The FNE concludes that, as is evident, this problem would not only make the leniency program, which is an essential tool for the detection and prosecution of cartels in Chile and throughout the world, unfeasible, but could render defenseless those who have already used or will use this mechanism in the legitimate expectation that they would be or will be exempt from criminal liability at the time that the criminal investigation is initiated.
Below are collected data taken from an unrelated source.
PR #195, opened 2015-01-11
Add Elasticsearch plugin module

ThePixelDeveloper:
First time really playing with Python and Ansible modules.

This manages elasticsearch plugins and will allow you to add and remove them easily. This has been a bit of issue with the elasticsearch playbooks out there as none of them support existential checks as well as removal. Main reason for that being the [name -> directory transformation](https://github.com/elasticsearch/elasticsearch/blob/master/src/main/java/org/elasticsearch/plugins/PluginManager.java#L657-L689)

Conforms to pep8.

For this reason, the FNE has formally requested that the Committee on Transitional Provisions of the Constitutional Convention submit to the Plenary of the Convention a transitional provision relating to the third paragraph of article 386 of the draft of the New Constitution, so that the FNE continue to have the exclusive authority to grant leniency benefits until DL 211 is adapted to the New Constitution, if the latter is approved.
The objective of the FNE proposed transitional provision is not to challenge or delay the entry into force of article 386 of the draft New Constitution, in that it grants authority to the Public Prosecutor’s Office in relation to the criminal prosecution of those crimes against the collective legal good, such as collusion, but only to safeguard the leniency program as a tool, by delivering the certainties that are indispensable while the legislator adapts DL 211 to the New Constitution, if approved.
For the sake of Chile’s anti-cartel public policy, which has been significantly strengthened by the leniency program, the FNE expects a favorable treatment to its proposal.
The FNE’s proposal is scheduled to be debated in a hearing of the Transitional Provisions Committee of the Convention.
This whole debate is taking place in the context of strong public sentiment against cartel prosecution in Chile given that while the TDLC has been effective in imposing severe civil penalties, the prosecution before the criminal courts has not been as effective. However, such shortcomings are more apparent than real given that cartels were only recriminalized in 2016, so the investigations regarding cartel activity that may have taken place after said year have only recently been able to conclude given the inherent complexity of such cases.